Question

Using Ksp data online pick an anion that could be used to precipitate out Arsenic. Justify your choice with calculations as well as with a consideration for toxicity of the anion. Determine the metal ion concentration in the resulting saturated solution.

Answer 1

Precipitate is a solid insoluble ionic product of reaction. It is formed when ceation and anion react in the aqueous solution. The ion product Q of salt is product of concentration of ion raised to some powers. K_sp defines equilibrium concentration whereas Q defines concentrations not equilibrium concentrations.

If Q< K_sp then the solution is unsaturated and it will be soluble

If Q = K_sp then the solution is saturated and it will be in equilibrium

If Q > K_sp then the solution is supersaturated and ionic solid will precipitate.

K_sp is temperature dependent and at given temperature it is constant.

Arsenic belong to the same group in which phosphorous is present and its properties are similar to phosphorous. It also forms arsenate ion in which oxidation state of arsenic is -3.

Arsenic is presnt in two oxidation state ie, +3 and +5. So arsenic is oxidised to +3 to +5 by using some oxiding agents which are anions. To oxidise arsenic we can use ozone or oxygen and chlorine. Ozone is better than oxygen because in less time and in less concentration it will provide complete oxidation of arsenic. Arsenic(+5) is insoluble, so basically it forms precipitate.

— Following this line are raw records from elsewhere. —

PR #2535, opened 2025-09-28
Fix extension dropping requests after a certain period.

### LINKED ISSUE #2508: [BUG]  Some request are dropped: “Receiving end does not exist”
**Describe the bug**
After leaving the app inactive for ~30–40 seconds or after several navigations without interaction, the DApp → extension bridge appears to close. The first request sent afterwards is not processed by the Vultisig extension, and the UI remains stuck waiting for that request. The second request then succeeds (the Vultisig modal appears), but the interface is still awaiting the initial (dropped) request.

Console error on the failed first attempt:

```
Unchecked runtime.lastError: Could not establish connection. Receiving end does not exist.
```

**To Reproduce**

1. Go to rujira.network, navigate to the Stake RUJI section.
2. Connect the wallet (Vultisig extension).
3. Wait 30–40 seconds without interacting.
4. Try to stake RUJI.
5. Observe that the first click shows a “Submitting…” notice in the DApp but no Vultisig modal appears and no signing prompt is shown. Check the browser console for:

```
Unchecked runtime.lastError: Could not establish connection. Receiving end does not exist.
```

**Expected behavior**

- The first request after a period of inactivity should wake the bridge/service worker and be processed not dorpped.
- The Vultisig signing modal should open immediately on the first attempt; no requests should be silently dropped; the UI should not hang waiting for a lost call.

**Screenshots**

Image
Image

Vultisig Extension: (latest master commit)
DApp: rujira.network (Stake RUJI flow)

**Additional context**

This looks like a sleeping Service Worker / inactive bridge issue. The first message after idle “wakes” the bridge but is lost, leading to the error and a stuck UI. The second attempt succeeds because the bridge is now alive.

Ehsan-saradar:
- Add setupAutoKeepalive to maintain service worker activity.
- Introduce keepalive message handling in the background agent.
- Enhance content agent to retry message sending if the service worker is asleep, with error handling for failed attempts.
- Refactor inpage message handling to support error responses and timeouts for requests.

## Description

Fixes #2508

## Which feature is affected?

## Checklist

## Additional context

### DIFF
--- a/clients/extension/src/inpage/index.ts
+++ b/clients/extension/src/inpage/index.ts
@@ -1,5 +1,6 @@
 import { runBackgroundEventsInpageAgent } from '@core/inpage-provider/background/events/inpage'
 import { runBridgeInpageAgent } from '@lib/extension/bridge/inpage'
+import { setupAutoKeepalive } from '@lib/extension/bridge/keepalive'
 
 import { shouldInjectProvider } from './utils/injectHelpers'
 import { injectToWindow } from './utils/windowInjector'
@@ -8,6 +9,9 @@ if (shouldInjectProvider()) {
   runBridgeInpageAgent()
 
   runBackgroundEventsInpageAgent()
+
+  // Initialize keepalive to prevent service worker sleep
+  setupAutoKeepalive()
 
   injectToWindow()
 }
--- a/lib/extension/bridge/background.ts
+++ b/lib/extension/bridge/background.ts
@@ -1,5 +1,6 @@
 import { BridgeContext } from './context'
 import { getBridgeMessageSourceId, isBridgeMessage } from './core'
+import { KeepaliveMessage } from './keepalive'
 
 type BackgroundRequestHandler<TMessage = unknown, TResponse = unknown> = {
   context: BridgeContext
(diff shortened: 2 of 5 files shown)


Ehsan-saradar:
> It was intentional to avoid ping-pong messages, as they are unreliable and unnecessary. Chrome will automatically spin up service work to receive messages—even if it was sleeping. I believe the error from the issue is likely logged when you call chrome.runtime.sendMessage or chrome.tabs.sendMessage and there’s no listener registered on the other side. Please dig deeper to identify the core issue. I might be wrong, please let me know if I missing something.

To oxidise arsenic with ozone pH used = 7.6- 8.5, concentration= 46-62 g/L

K_sp = 4.6 X 10^-5 g/L X 1 mol of As/ 122.92 = 3.74 X 10^-7 moles of (AsO₄)^3-

Arsenate oxide or arsenate trioxide are sparingly soluble in water and they have no taste or smell. They are heavier than water.

(AsO₄)^3- --------------------> As⁵⁺ + 2O₂

We have to calculate for As then we already calculated its K_sp value

So,

K_sp = [As][O₂]²

K_sp = x X x² = x³

3.74 X 10^-7 = x³

x³ = 0.0072

Now multiply this value with atomic mass of arsenic

Metal ion concentration = 0.0072 X 74.92 = 0.539 g/L.